Голубкина вернулась из своего третьего Парижа в канун грозных событий 1905 года и с головой окунулась в революционное движение.
Не надо только делать из нее слишком сознательного, идеологически оснащенного борца, ее бунт был во многом стихиен, он коренился в жажде справедливости, в жалости к измученному народу, ко всем угнетенным, а революции она все-таки страшилась, хотя понимала ее неизбежность: «…страшно, как много, много крови прольется».
Она была художником до мозга костей и во всех своих поступках руководствовалась чувством, интуицией, подсознательным нравственным велением. В дни Декабрьского восстания в Москве Голубкина чуть не погибла. Когда нагайками разгоняли рабочих на Серпуховской площади, Голубкина повисла на узде казацкой лошади с криком:
— Убийцы!.. Вы не смеете избивать народ!..

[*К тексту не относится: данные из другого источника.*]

PR #779, opened 2023-04-20
CED-376 change footer to be an organism

tomleo:
Looking at the [Atomic Design Book](https://atomicdesign.bradfrost.com/chapter-2/#organisms) I think the footer is better classified as an organism.


tomleo:
Going to table this for now.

Родные поторопились увезти Анну Семеновну на подводе в Зарайск. Восстание было подавлено, но когда у других опустились руки, Анна Семеновна взялась «за самые опасные и действенные формы антиправительственных выступлений. Она посещает конспиративные квартиры РСДРП, дом своей семьи в Зарайске превращает в явку для нелегальных членов партии»[3]. Кончилось все это арестом и тюрьмой. Новый приступ болезни и бурные хлопоты старшей сестры Александры избавили ее от сурового наказания. Ее выпустили под надзор полиции.

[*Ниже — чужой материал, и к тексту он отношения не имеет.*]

PR #789, opened 2023-04-25
feat: add reviews.io component

nathanielwarner:
### 🔗 Linked issue

https://energysage.atlassian.net/browse/CED-408

### ❓ Type of change

### 📚 Description

Adds the reviews.io component that is currently defined in `es-cms-pages`. It will be removed from there after this change is published.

Но раньше всего этого Анна Семеновна по просьбе Московской организации большевиков вылепила портрет К. Маркса. Работу приняли с восторгом и благодарностью. Любопытно продолжение этой истории. Уже после Октябрьской революции возникла мысль тиражировать превосходный портрет. Худсовет ИЗО Главполитпросвета единогласно проголосовал за работу Голубкиной, а правление столь же единодушно ее отвергло, не вдаваясь в объяснения. Конечно, Голубкина была оскорблена и подавлена, но кого это интересует. Лишь много лет спустя секретарь правления объяснил скульптору З. Клобуковой, ученице Анны Семеновны, чем было вызвано абсурдное решение: «…если бы мы издали голубкинский бюст Карла Маркса, то получился бы полный провал прежней продукции, а денег истрачено десятки тысяч».

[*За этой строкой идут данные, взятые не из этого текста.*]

PR #829, opened 2023-05-04
feat: EsFooter/EsNavBar link domains are now customizable

ericdouglaspratt:
### 🔗 Linked issue

- https://energysage.atlassian.net/browse/CED-509

### ❓ Type of change

### 📚 Description

- `es-vue-base` now exports three new utility functions: `getEsFooterContent`, `getEsNavBarAccountContent`, and `getEsNavBarAccountContent` - these can take optional parameters of the various EnergySage domain names, but will also take the same named variables from `process.env` if present
- EsFooter now takes `content` as a prop instead of defining its content in its `data()` function
- EsNavBar now takes `accountContent` and `globalContent` as props instead of importing directly from a JS file
- Consuming applications of EsFooter and EsNavBar can now provide the appropriate domain names for links based on environment (e.g. local, dev) by passing them into those functions - or they can pass in any content they want
- Fixed five links that were `http` to `https`
- Moved remaining hardcoded text in EsNavBar out to the prop data

### 🥼 Testing

- Tested in Chrome on docs page, ensured footer and nav bar render properly
- Tested passing in `https://www.google.com` as the first argument to the content functions and verified that the domain of all appropriate links updated accordingly
- Tested setting up `.env` and the `nuxt.config.js` pass-through of env variables in `es-design-system` and verified that the `process.env.ES_DOMAIN` variable was used correctly

### 📝 Checklist


es-design-system/layouts/nav.vue
```diff
@@ -1,6 +1,8 @@
 <template>
     <div>
-        <es-nav-bar />
+        <es-nav-bar
+            :account-content="accountContent"
+            :global-content="globalContent" />
```
RyanMulready, line 5: Might be out of scope but feels like `fetch('/api/account-first-name/',` could also be a prop here and give us an easier path to changing the logic.

```javascript

props: {
  isUserLoggedIn: {
    type: Function,
    required: false,
    default: () => false,
  }
}
```

es-vue-base/src/lib-components/EsFooter.vue
```diff
@@ -119,66 +119,11 @@ export default {
...
-                { text: 'Privacy policy', url: 'https://www.energysage.com/privacy-policy/' },
-                { text: 'Mobile terms of use', url: 'https://www.energysage.com/mobile-terms-of-use/' },
-                { text: 'Non-discrimination policy', url: 'https://www.energysage.com/nondiscrimination/' },
-            ],
-        };
+    props: {
+        content: {
+            type: Object,
+            required: true,
+        },
```
RyanMulready, line 126: Be super nice if we had typescript here 🤔

es-vue-base/src/lib-utils/footer-content.js
```diff
@@ -0,0 +1,65 @@
+export default (
+    ES_DOMAIN = 'https://www.energysage.com',
+    NEWS_DOMAIN = 'https://news.energysage.com',
+    COMMUNITY_SOLAR_DOMAIN = 'https://communitysolar.energysage.com',
+    HEAT_PUMPS_DOMAIN = 'https://heatpumps.energysage.com',
+    HELP_DOMAIN = 'https://help.energysage.com',
```
RyanMulready, line 6: I wonder if we add `process.env` calls in here it would allow us to override the default variable at build time.

```javascript
    ES_DOMAIN = process.env.ES_DOMAIN || 'https://www.energysage.com',
```

es-design-system/layouts/nav.vue
ericdouglaspratt: I think that is out of scope for this ticket. I also don't know a way of implementing that without breaking the ripped `es-site` version. Some possibilities:
1. Always make the hardcoded fetch API call and ignore the result if some prop is passed in (but then the API call would be made unnecessarily on HPM/CSM).
2. Have some second boolean prop defaulted to true that represents whether to make the hardcoded fetch API call or not, and in the non-Vue case, somehow do a whole bunch of existence checking to get around the fact that the `this.[propName]` reference will break in vanilla JS? Not sure.

Either way I think this should wait until the ticket to make the nav HPM/CSM compatible.

RyanMulready: With flash now live this is a lot easier; https://energysage.atlassian.net/browse/CED-511

es-vue-base/src/lib-utils/footer-content.js
ericdouglaspratt: Good suggestion, that worked! Tested it with a `.env` file and `nuxt.config.js` pass-through in `es-design-system` and it changed the domain nicely - definitely simplifies a step in consuming applications.

RyanMulready (approved):
Looks good to me. Minor suggestion; in this code base it's `ES_DOMAIN` in CMS code bases it's `ENERGYSAGE_WWW_DOMAIN` one of them should change, no strong opinion on which.

ericdouglaspratt:
Yeah I was planning to update `es-cms-pages` to `ES_DOMAIN`, since the `WWW` qualifier seems unnecessary for the future since everything will eventually be on that domain.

Это делает многое понятным в удручающем скульптурном оформлении Москвы. Нельзя, чтобы на виду оставалось прекрасное, иначе другой «продукции» не будет места. И проникновенный андреевский «Гоголь» загнан во двор дома по Суворовскому бульвару, а на его место ставится напыщенный глупый истукан. Разве это Гоголь аксаковского взрыда: святой?! Разве есть тут что-нибудь от гоголевского смятения, от его муки, смирения и мессианства? Так мог выглядеть Чичиков, если б преуспел в своих негоциях. Где-то в глубине Краснопресненского сада, укрытый от людского взора, выворачивает свой булыжник шадровский пролетарий, а площадь осквернена кощунственно-бездарным монументом, якобы изображающим героев Красной Пресни. Символически сгинули памятник Свободы, меркурьевская «Мысль», но появились безликие идолы.